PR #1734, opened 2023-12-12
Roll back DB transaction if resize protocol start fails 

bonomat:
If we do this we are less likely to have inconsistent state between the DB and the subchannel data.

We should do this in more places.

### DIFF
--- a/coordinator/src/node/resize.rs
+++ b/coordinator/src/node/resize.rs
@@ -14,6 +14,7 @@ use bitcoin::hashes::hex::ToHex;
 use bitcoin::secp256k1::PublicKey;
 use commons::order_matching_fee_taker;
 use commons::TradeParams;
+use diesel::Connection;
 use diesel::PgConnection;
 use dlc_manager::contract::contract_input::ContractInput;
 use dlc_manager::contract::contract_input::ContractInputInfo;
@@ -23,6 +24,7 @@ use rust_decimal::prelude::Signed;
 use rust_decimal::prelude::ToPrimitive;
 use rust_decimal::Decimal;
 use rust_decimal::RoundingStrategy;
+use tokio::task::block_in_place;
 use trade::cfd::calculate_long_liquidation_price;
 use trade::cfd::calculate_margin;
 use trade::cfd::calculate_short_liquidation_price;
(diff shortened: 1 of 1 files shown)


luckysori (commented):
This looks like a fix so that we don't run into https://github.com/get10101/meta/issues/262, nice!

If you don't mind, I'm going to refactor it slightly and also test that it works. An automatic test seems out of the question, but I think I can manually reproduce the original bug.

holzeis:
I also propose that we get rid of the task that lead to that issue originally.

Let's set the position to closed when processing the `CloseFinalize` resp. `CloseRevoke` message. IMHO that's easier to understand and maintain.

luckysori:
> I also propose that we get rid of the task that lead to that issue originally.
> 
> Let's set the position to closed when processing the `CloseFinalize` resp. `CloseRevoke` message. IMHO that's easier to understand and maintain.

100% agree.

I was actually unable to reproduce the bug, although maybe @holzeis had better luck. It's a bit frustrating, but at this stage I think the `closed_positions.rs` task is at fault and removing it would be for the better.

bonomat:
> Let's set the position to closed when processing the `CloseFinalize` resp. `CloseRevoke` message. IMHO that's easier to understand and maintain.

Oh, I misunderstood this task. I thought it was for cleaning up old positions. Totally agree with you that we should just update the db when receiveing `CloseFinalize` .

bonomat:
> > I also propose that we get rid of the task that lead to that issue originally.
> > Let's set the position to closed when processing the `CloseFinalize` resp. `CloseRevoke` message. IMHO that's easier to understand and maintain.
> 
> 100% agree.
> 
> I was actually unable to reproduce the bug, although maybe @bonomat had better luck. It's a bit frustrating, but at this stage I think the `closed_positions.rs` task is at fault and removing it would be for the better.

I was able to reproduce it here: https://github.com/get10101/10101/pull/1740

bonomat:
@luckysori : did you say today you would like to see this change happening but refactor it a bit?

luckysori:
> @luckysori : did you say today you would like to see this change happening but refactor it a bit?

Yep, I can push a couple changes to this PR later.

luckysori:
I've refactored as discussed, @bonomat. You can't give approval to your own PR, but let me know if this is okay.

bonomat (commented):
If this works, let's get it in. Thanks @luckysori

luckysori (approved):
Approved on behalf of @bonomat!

::::::

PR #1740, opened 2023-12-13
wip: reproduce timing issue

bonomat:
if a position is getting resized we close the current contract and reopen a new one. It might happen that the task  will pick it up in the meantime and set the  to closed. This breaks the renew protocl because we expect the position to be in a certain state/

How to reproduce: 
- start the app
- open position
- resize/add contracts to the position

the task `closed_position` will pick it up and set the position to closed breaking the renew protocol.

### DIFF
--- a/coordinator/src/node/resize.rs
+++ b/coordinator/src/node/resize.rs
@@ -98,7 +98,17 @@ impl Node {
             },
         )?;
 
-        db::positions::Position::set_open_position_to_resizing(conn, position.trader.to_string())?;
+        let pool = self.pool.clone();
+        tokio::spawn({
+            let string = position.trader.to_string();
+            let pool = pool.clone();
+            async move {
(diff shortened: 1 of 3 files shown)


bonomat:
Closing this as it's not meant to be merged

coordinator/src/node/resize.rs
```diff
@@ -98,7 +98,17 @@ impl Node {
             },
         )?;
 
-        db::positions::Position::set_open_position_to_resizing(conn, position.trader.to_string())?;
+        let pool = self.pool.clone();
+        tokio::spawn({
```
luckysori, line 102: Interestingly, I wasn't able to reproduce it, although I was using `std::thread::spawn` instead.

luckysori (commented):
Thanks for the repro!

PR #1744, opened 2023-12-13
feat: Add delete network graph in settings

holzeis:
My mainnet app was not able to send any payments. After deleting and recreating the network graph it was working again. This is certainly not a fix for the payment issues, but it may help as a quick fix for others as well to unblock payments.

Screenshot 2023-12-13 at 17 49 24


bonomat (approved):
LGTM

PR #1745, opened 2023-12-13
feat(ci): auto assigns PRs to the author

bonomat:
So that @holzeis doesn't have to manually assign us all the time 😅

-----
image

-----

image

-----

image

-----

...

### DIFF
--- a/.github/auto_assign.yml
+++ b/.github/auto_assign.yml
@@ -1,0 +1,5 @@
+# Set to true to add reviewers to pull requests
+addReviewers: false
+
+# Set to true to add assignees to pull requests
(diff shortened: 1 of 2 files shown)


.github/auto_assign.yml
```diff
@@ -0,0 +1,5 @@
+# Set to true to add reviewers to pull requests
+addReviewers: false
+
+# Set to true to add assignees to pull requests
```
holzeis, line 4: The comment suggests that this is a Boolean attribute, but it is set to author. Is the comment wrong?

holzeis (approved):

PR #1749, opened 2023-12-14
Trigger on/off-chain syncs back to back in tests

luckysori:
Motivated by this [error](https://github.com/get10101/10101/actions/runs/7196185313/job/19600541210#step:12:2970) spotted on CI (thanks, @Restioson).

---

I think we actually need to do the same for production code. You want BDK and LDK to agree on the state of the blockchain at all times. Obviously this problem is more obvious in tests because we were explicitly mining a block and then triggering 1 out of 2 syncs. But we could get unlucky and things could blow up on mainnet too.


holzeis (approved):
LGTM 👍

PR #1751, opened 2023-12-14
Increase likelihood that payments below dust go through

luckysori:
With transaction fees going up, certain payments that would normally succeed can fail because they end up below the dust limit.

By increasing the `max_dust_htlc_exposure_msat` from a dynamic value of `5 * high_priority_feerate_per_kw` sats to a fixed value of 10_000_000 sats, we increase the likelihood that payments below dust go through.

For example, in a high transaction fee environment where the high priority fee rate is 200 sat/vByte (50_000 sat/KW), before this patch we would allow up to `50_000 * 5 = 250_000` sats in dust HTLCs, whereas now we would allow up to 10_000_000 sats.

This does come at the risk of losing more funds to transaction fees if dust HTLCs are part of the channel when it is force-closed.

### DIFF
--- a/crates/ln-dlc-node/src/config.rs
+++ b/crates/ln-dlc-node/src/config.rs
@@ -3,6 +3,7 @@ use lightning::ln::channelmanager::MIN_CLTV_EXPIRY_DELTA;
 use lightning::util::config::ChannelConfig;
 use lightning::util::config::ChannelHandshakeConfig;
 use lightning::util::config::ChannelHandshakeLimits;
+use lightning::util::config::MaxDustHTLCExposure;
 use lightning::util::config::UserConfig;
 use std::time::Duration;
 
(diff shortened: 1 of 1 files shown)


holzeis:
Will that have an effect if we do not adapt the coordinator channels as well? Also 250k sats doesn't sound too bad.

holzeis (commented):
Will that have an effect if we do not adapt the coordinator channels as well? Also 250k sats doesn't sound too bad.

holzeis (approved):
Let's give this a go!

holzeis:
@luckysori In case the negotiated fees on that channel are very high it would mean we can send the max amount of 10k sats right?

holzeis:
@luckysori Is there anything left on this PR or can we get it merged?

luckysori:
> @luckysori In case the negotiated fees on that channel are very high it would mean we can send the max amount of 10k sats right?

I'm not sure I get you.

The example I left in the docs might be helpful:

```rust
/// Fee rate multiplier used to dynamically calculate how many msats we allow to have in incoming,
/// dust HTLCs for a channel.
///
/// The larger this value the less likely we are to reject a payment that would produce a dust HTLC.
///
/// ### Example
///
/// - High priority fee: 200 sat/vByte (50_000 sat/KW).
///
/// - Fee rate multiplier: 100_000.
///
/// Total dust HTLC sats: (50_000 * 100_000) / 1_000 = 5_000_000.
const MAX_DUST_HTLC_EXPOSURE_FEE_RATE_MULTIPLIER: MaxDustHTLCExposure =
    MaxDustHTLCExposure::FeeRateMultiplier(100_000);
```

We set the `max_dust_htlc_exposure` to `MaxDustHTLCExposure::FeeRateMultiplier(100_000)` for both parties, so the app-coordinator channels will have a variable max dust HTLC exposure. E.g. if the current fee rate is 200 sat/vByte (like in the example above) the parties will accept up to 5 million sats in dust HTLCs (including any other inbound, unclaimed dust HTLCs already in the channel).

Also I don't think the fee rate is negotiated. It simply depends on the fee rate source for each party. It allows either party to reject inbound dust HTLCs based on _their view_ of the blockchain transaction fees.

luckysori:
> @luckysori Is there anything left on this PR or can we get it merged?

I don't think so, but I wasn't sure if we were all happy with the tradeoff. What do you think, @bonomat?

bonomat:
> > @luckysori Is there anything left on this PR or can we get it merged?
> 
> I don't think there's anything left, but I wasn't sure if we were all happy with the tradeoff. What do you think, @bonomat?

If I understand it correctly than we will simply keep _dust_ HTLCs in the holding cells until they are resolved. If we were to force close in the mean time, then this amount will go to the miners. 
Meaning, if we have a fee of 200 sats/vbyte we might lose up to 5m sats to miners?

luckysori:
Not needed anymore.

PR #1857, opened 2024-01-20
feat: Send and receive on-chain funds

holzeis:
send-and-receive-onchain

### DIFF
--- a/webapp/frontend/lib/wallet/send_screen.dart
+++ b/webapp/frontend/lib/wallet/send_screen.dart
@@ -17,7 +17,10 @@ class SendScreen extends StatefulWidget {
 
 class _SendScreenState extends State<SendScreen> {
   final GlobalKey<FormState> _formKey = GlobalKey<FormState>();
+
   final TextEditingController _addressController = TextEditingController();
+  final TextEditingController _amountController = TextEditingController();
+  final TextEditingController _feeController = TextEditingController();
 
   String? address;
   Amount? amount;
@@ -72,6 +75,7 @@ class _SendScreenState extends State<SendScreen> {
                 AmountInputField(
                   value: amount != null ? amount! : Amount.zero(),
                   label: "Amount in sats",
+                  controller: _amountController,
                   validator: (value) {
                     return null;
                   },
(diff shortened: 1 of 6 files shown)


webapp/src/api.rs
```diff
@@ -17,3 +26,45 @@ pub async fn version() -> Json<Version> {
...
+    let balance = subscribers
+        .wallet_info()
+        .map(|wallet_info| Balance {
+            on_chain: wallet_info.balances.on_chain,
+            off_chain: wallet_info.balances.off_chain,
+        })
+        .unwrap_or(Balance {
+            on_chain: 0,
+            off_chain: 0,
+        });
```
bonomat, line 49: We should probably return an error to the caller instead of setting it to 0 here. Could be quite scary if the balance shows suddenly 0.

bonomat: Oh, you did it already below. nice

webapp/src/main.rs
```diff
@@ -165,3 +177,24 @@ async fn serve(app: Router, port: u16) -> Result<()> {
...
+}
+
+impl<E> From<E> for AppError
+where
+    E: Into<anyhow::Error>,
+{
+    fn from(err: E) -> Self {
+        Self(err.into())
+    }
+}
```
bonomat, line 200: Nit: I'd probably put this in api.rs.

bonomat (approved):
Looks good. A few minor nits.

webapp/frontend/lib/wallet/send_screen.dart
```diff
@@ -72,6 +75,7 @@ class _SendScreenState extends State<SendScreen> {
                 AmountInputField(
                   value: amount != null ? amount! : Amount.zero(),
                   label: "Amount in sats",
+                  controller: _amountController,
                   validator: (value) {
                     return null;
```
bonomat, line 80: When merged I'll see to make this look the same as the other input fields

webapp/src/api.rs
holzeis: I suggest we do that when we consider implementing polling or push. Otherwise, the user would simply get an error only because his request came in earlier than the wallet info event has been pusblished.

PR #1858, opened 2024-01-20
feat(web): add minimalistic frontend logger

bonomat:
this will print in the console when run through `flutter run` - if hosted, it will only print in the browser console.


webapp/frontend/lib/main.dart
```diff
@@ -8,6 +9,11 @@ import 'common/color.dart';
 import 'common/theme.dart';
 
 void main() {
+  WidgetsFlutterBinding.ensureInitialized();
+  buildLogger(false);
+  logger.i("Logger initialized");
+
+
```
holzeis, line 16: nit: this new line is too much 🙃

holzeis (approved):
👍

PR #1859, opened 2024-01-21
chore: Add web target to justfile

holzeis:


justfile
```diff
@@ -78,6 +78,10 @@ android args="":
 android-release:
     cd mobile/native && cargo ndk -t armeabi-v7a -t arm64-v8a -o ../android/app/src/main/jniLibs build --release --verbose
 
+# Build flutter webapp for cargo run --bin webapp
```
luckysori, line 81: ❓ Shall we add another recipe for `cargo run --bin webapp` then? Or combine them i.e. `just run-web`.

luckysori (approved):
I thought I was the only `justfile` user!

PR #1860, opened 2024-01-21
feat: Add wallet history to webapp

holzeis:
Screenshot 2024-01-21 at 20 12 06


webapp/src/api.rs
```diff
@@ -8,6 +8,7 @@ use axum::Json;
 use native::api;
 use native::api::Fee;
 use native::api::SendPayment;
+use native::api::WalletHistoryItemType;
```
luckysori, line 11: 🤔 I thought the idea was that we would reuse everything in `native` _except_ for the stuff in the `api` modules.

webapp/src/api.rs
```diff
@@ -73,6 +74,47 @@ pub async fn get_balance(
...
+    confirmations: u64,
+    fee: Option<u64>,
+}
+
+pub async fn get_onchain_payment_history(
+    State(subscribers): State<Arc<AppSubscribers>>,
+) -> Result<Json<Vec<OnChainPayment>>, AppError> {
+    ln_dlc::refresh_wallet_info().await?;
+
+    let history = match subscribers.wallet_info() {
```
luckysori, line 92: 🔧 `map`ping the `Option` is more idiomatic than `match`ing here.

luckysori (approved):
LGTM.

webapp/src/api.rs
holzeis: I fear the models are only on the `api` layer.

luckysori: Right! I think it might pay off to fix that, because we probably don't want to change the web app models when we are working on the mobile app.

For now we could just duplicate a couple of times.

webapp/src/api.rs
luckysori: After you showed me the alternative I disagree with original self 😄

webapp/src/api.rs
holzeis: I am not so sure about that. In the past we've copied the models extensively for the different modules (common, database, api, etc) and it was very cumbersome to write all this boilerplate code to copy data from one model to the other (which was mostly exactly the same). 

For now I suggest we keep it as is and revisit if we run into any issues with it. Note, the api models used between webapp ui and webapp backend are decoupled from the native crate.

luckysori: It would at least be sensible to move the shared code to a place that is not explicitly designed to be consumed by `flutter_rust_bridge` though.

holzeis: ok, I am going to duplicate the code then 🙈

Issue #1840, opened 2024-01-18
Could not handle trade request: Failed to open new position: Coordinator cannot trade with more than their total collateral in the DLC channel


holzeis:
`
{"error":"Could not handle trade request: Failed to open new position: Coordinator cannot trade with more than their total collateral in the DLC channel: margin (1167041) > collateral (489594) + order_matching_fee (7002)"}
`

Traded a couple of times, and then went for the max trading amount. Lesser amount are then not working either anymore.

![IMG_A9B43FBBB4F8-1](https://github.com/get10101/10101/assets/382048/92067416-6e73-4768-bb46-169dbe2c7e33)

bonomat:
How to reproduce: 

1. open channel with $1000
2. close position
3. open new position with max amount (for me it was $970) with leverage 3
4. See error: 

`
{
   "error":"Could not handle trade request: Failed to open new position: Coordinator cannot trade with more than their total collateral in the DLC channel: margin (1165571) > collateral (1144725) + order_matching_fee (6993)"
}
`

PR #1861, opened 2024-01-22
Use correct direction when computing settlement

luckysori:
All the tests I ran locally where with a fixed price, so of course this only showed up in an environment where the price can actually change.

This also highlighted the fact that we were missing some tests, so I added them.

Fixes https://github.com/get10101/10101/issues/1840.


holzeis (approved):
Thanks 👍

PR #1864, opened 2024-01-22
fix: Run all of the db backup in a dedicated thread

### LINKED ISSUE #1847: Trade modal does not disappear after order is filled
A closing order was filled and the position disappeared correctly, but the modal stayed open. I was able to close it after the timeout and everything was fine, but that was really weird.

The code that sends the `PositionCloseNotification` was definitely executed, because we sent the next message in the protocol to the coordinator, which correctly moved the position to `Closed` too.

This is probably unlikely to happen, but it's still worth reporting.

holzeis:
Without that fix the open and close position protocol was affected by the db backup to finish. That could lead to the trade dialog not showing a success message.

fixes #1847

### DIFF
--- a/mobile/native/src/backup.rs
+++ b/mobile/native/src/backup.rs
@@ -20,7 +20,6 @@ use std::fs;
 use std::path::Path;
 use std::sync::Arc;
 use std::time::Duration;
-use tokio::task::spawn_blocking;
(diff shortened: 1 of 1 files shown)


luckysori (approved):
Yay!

::::::

Take the lines above from the one containing "PR #1734, opened 2023-12-12" down to the one containing "use trade::cfd::calculate_margin;", and transcribe them exactly, both ends included.

PR #1734, opened 2023-12-12
Roll back DB transaction if resize protocol start fails 

bonomat:
If we do this we are less likely to have inconsistent state between the DB and the subchannel data.

We should do this in more places.

### DIFF
--- a/coordinator/src/node/resize.rs
+++ b/coordinator/src/node/resize.rs
@@ -14,6 +14,7 @@ use bitcoin::hashes::hex::ToHex;
 use bitcoin::secp256k1::PublicKey;
 use commons::order_matching_fee_taker;
 use commons::TradeParams;
+use diesel::Connection;
 use diesel::PgConnection;
 use dlc_manager::contract::contract_input::ContractInput;
 use dlc_manager::contract::contract_input::ContractInputInfo;
@@ -23,6 +24,7 @@ use rust_decimal::prelude::Signed;
 use rust_decimal::prelude::ToPrimitive;
 use rust_decimal::Decimal;
 use rust_decimal::RoundingStrategy;
+use tokio::task::block_in_place;
 use trade::cfd::calculate_long_liquidation_price;
 use trade::cfd::calculate_margin;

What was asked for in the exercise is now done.